Stored data
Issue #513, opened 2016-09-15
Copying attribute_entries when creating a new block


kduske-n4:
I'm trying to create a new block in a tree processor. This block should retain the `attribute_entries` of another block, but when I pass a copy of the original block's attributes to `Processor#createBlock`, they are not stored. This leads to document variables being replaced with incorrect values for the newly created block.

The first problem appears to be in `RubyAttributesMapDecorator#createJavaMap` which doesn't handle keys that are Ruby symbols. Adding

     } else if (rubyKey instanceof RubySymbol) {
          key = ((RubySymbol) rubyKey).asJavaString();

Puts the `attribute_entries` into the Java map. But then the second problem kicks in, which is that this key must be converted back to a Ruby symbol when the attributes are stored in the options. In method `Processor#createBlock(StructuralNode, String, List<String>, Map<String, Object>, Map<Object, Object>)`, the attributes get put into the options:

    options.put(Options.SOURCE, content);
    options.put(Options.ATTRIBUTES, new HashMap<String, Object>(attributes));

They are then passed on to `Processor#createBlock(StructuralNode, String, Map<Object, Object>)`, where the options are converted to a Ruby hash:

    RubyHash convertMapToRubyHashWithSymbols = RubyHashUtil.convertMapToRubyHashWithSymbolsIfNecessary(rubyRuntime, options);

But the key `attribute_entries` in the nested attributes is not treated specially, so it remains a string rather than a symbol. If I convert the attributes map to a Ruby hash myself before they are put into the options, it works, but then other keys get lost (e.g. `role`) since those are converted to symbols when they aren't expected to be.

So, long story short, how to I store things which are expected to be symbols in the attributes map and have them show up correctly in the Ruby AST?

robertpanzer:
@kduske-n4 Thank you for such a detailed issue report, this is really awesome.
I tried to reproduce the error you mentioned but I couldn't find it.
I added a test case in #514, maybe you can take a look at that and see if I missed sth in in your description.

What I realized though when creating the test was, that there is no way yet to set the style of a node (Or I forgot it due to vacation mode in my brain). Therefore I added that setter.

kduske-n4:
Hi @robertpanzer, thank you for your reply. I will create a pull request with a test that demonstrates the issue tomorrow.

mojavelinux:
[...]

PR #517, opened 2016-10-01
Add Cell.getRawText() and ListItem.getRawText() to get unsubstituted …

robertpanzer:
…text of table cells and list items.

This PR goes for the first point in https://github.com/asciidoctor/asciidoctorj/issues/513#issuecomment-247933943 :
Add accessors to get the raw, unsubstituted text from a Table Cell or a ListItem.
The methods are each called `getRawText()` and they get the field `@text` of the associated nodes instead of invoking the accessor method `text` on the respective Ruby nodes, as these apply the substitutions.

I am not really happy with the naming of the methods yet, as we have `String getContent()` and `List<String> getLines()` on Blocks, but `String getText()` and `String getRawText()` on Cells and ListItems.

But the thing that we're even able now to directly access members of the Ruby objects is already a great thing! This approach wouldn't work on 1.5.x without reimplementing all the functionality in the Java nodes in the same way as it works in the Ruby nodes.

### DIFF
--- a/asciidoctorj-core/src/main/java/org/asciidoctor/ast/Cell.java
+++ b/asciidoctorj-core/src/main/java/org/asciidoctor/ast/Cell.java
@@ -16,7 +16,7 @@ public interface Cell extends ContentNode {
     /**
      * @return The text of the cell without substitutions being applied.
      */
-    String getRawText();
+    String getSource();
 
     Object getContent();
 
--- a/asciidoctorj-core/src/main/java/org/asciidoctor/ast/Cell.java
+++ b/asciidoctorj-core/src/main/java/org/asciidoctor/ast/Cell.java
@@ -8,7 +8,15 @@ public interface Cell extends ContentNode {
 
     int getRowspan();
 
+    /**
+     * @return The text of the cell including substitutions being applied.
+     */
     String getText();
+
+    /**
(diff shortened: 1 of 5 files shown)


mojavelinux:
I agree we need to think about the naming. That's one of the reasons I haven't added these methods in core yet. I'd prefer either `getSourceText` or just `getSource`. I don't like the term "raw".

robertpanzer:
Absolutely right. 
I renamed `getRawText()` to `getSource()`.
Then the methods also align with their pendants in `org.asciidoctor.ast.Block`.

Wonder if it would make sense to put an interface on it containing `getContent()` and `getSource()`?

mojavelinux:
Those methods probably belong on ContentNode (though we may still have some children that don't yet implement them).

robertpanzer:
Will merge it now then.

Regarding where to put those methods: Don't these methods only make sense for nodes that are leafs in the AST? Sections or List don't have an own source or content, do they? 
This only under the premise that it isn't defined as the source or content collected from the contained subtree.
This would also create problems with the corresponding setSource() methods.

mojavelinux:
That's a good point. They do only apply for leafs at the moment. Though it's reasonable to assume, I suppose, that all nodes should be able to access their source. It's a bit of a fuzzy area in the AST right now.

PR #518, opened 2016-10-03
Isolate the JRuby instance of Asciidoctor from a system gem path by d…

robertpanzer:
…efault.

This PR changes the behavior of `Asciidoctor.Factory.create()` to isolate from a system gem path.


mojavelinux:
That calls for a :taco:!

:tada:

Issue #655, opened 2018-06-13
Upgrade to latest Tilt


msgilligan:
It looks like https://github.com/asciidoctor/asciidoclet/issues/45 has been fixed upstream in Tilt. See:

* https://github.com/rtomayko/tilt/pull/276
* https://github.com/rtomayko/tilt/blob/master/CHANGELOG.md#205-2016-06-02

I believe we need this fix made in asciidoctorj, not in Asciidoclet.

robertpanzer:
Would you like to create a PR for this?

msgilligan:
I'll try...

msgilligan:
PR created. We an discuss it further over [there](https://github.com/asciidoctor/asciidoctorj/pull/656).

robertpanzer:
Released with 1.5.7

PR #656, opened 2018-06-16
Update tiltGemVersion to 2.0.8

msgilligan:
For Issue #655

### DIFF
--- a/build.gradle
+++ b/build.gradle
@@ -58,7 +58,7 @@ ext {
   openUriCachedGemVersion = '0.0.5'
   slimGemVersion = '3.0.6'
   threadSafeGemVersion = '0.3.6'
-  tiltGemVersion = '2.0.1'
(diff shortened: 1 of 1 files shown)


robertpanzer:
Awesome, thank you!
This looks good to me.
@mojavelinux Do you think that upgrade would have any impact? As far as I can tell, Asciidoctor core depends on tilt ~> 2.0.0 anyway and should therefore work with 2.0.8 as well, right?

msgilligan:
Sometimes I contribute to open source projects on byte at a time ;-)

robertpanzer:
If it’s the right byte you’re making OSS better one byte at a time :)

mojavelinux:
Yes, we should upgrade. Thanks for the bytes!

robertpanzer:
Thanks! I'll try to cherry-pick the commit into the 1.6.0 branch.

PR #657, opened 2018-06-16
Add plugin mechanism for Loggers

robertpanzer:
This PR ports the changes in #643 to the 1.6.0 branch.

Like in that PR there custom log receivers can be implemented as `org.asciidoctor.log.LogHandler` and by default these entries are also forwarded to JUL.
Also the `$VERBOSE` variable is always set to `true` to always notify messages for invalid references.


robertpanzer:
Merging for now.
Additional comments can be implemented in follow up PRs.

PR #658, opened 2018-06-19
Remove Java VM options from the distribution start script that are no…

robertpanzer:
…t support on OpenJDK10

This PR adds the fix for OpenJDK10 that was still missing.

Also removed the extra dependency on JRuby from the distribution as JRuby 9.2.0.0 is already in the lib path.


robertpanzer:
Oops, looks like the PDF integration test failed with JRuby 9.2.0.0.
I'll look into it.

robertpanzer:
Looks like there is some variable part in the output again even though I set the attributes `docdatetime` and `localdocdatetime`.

* **WORK REQUIRED**: The records above should be reproduced in full, exactly as they read.

* **RESPONSE AREA**:
Issue #513, opened 2016-09-15
Copying attribute_entries when creating a new block


kduske-n4:
I'm trying to create a new block in a tree processor. This block should retain the `attribute_entries` of another block, but when I pass a copy of the original block's attributes to `Processor#createBlock`, they are not stored. This leads to document variables being replaced with incorrect values for the newly created block.

The first problem appears to be in `RubyAttributesMapDecorator#createJavaMap` which doesn't handle keys that are Ruby symbols. Adding

     } else if (rubyKey instanceof RubySymbol) {
          key = ((RubySymbol) rubyKey).asJavaString();

Puts the `attribute_entries` into the Java map. But then the second problem kicks in, which is that this key must be converted back to a Ruby symbol when the attributes are stored in the options. In method `Processor#createBlock(StructuralNode, String, List<String>, Map<String, Object>, Map<Object, Object>)`, the attributes get put into the options:

    options.put(Options.SOURCE, content);
    options.put(Options.ATTRIBUTES, new HashMap<String, Object>(attributes));

They are then passed on to `Processor#createBlock(StructuralNode, String, Map<Object, Object>)`, where the options are converted to a Ruby hash:

    RubyHash convertMapToRubyHashWithSymbols = RubyHashUtil.convertMapToRubyHashWithSymbolsIfNecessary(rubyRuntime, options);

But the key `attribute_entries` in the nested attributes is not treated specially, so it remains a string rather than a symbol. If I convert the attributes map to a Ruby hash myself before they are put into the options, it works, but then other keys get lost (e.g. `role`) since those are converted to symbols when they aren't expected to be.

So, long story short, how to I store things which are expected to be symbols in the attributes map and have them show up correctly in the Ruby AST?

robertpanzer:
@kduske-n4 Thank you for such a detailed issue report, this is really awesome.
I tried to reproduce the error you mentioned but I couldn't find it.
I added a test case in #514, maybe you can take a look at that and see if I missed sth in in your description.

What I realized though when creating the test was, that there is no way yet to set the style of a node (Or I forgot it due to vacation mode in my brain). Therefore I added that setter.

kduske-n4:
Hi @robertpanzer, thank you for your reply. I will create a pull request with a test that demonstrates the issue tomorrow.

mojavelinux:
[...]

PR #517, opened 2016-10-01
Add Cell.getRawText() and ListItem.getRawText() to get unsubstituted …

robertpanzer:
…text of table cells and list items.

This PR goes for the first point in https://github.com/asciidoctor/asciidoctorj/issues/513#issuecomment-247933943 :
Add accessors to get the raw, unsubstituted text from a Table Cell or a ListItem.
The methods are each called `getRawText()` and they get the field `@text` of the associated nodes instead of invoking the accessor method `text` on the respective Ruby nodes, as these apply the substitutions.

I am not really happy with the naming of the methods yet, as we have `String getContent()` and `List<String> getLines()` on Blocks, but `String getText()` and `String getRawText()` on Cells and ListItems.

But the thing that we're even able now to directly access members of the Ruby objects is already a great thing! This approach wouldn't work on 1.5.x without reimplementing all the functionality in the Java nodes in the same way as it works in the Ruby nodes.

### DIFF
--- a/asciidoctorj-core/src/main/java/org/asciidoctor/ast/Cell.java
+++ b/asciidoctorj-core/src/main/java/org/asciidoctor/ast/Cell.java
@@ -16,7 +16,7 @@ public interface Cell extends ContentNode {
     /**
      * @return The text of the cell without substitutions being applied.
      */
-    String getRawText();
+    String getSource();
 
     Object getContent();
 
--- a/asciidoctorj-core/src/main/java/org/asciidoctor/ast/Cell.java
+++ b/asciidoctorj-core/src/main/java/org/asciidoctor/ast/Cell.java
@@ -8,7 +8,15 @@ public interface Cell extends ContentNode {
 
     int getRowspan();
 
+    /**
+     * @return The text of the cell including substitutions being applied.
+     */
     String getText();
+
+    /**
(diff shortened: 1 of 5 files shown)


mojavelinux:
I agree we need to think about the naming. That's one of the reasons I haven't added these methods in core yet. I'd prefer either `getSourceText` or just `getSource`. I don't like the term "raw".

robertpanzer:
Absolutely right. 
I renamed `getRawText()` to `getSource()`.
Then the methods also align with their pendants in `org.asciidoctor.ast.Block`.

Wonder if it would make sense to put an interface on it containing `getContent()` and `getSource()`?

mojavelinux:
Those methods probably belong on ContentNode (though we may still have some children that don't yet implement them).

robertpanzer:
Will merge it now then.

Regarding where to put those methods: Don't these methods only make sense for nodes that are leafs in the AST? Sections or List don't have an own source or content, do they? 
This only under the premise that it isn't defined as the source or content collected from the contained subtree.
This would also create problems with the corresponding setSource() methods.

mojavelinux:
That's a good point. They do only apply for leafs at the moment. Though it's reasonable to assume, I suppose, that all nodes should be able to access their source. It's a bit of a fuzzy area in the AST right now.

PR #518, opened 2016-10-03
Isolate the JRuby instance of Asciidoctor from a system gem path by d…

robertpanzer:
…efault.

This PR changes the behavior of `Asciidoctor.Factory.create()` to isolate from a system gem path.


mojavelinux:
That calls for a :taco:!

:tada:

Issue #655, opened 2018-06-13
Upgrade to latest Tilt


msgilligan:
It looks like https://github.com/asciidoctor/asciidoclet/issues/45 has been fixed upstream in Tilt. See:

* https://github.com/rtomayko/tilt/pull/276
* https://github.com/rtomayko/tilt/blob/master/CHANGELOG.md#205-2016-06-02

I believe we need this fix made in asciidoctorj, not in Asciidoclet.

robertpanzer:
Would you like to create a PR for this?

msgilligan:
I'll try...

msgilligan:
PR created. We an discuss it further over [there](https://github.com/asciidoctor/asciidoctorj/pull/656).

robertpanzer:
Released with 1.5.7

PR #656, opened 2018-06-16
Update tiltGemVersion to 2.0.8

msgilligan:
For Issue #655

### DIFF
--- a/build.gradle
+++ b/build.gradle
@@ -58,7 +58,7 @@ ext {
   openUriCachedGemVersion = '0.0.5'
   slimGemVersion = '3.0.6'
   threadSafeGemVersion = '0.3.6'
-  tiltGemVersion = '2.0.1'
(diff shortened: 1 of 1 files shown)


robertpanzer:
Awesome, thank you!
This looks good to me.
@mojavelinux Do you think that upgrade would have any impact? As far as I can tell, Asciidoctor core depends on tilt ~> 2.0.0 anyway and should therefore work with 2.0.8 as well, right?

msgilligan:
Sometimes I contribute to open source projects on byte at a time ;-)

robertpanzer:
If it’s the right byte you’re making OSS better one byte at a time :)

mojavelinux:
Yes, we should upgrade. Thanks for the bytes!

robertpanzer:
Thanks! I'll try to cherry-pick the commit into the 1.6.0 branch.

PR #657, opened 2018-06-16
Add plugin mechanism for Loggers

robertpanzer:
This PR ports the changes in #643 to the 1.6.0 branch.

Like in that PR there custom log receivers can be implemented as `org.asciidoctor.log.LogHandler` and by default these entries are also forwarded to JUL.
Also the `$VERBOSE` variable is always set to `true` to always notify messages for invalid references.


robertpanzer:
Merging for now.
Additional comments can be implemented in follow up PRs.

PR #658, opened 2018-06-19
Remove Java VM options from the distribution start script that are no…

robertpanzer:
…t support on OpenJDK10

This PR adds the fix for OpenJDK10 that was still missing.

Also removed the extra dependency on JRuby from the distribution as JRuby 9.2.0.0 is already in the lib path.


robertpanzer:
Oops, looks like the PDF integration test failed with JRuby 9.2.0.0.
I'll look into it.

robertpanzer:
Looks like there is some variable part in the output again even though I set the attributes `docdatetime` and `localdocdatetime`.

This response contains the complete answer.